# What do you consider 'normal' desires from this list



## kingsfan (Jun 4, 2012)

I consider myself, for the most part, a pretty conservative person when it comes to sex and what I'm into. I'm not into anal, bondage, rough stuff, etc. That's just never really peaked my interest.

That said, even though I consider myself fairly conservative, I do have some desires and a lot of them haven't happened, at least not yet. 

For me, I have a lengthy wants list, but nothing that I consider 'odd' or really 'out there.' Things I'd want to try (that I've never done before) are:

-Get a morning BJ
-BJs in some different positions (standing, sitting in a chair)
- Role play
- Lingerie (tried this a little bit, but want to try a full dress up type thing such as a naughty nurse outfit or something like that)
- Just high heels on in bed
- Be met at door in nothing but (boots, stockings, jersey, etc.)
- Sex in different places in the house (every room eventually, not counting kids rooms of course)
- Body paint
- Sex on the hood of a car 
- Pulling over on a road trip and having a quickie
- Sex in my office

Is any of that really risque or weird to anyone? It likely won't impact my desire for any of those ideas, I just don't think they are all that risky or weird and I'm curious if anyone else thinks they are. Based on some of the things I read on here, they don't seem to be. Right now, that seems to be my sexual 'bucket list' so to speak.
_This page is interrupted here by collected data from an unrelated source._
PR #279, opened 2017-09-29
Test cloud feature complete plus minor bug fixes

owenniblock:
# Motivation
There is a discrepancy between the parameters available when uploading tests via `test-cloud.exe` and those uploaded by `mobile-center-cli`.

This PR adresses that by introducing the ability to add those parameters to the uitest command.

Also including minor bug fixes with this PR that were bundled up in the assigned work.

# Requirements
This PR won't start functioning until UITest has implemented [this PR](https://github.com/xamarin/Xamarin.UITest/pull/1192) - after which I advise we update the minimum version on UITest within the mobile-center-cli.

Is there anything else people have done that they also don't think is risky, weird, odd, etc. that they'd like to suggest? I'm interested in ideas and wanting to broaden my sex life in a positive way, without being completely freaky about it.


----------



## Gaia (Apr 27, 2012)

I'm curious about the body paint thing... how is that sexual? Sorry I just haven't heard of it before. The sex on the hood of a car sounds a bit risky but fun. Everything else seems pretty normal.
_Posted via Mobile Device_


----------



## chillymorn (Aug 11, 2010)

Gaia said:


> I'm curious about the body paint thing... how is that sexual? Sorry I just haven't heard of it before. The sex on the hood of a car sounds a bit risky but fun. Everything else seems pretty normal.
> _Posted via Mobile Device_


you paint come over here and bang real big on you a$$ and then you bend over for your man to see


----------



## LovesHerMan (Jul 28, 2011)

Yes, I agree this is all a normal part of a satisfying sex life. I would add sex in the shower, hot tub, and outdoors. The naughty element is important!


----------



## kingsfan (Jun 4, 2012)

Gaia said:


> I'm curious about the body paint thing... how is that sexual? Sorry I just haven't heard of it before. The sex on the hood of a car sounds a bit risky but fun. Everything else seems pretty normal.
> _Posted via Mobile Device_


It's a chocolate body paint, that you can lick off each other. I'll leave it up your imagination where most of the licking would be done  And yes, using it to write a message such as chillymorn suggested would be a great idea.



lovesherman said:


> Yes, I agree this is all a normal part of a satisfying sex life. I would add sex in the shower, hot tub, and outdoors. The naughty element is important!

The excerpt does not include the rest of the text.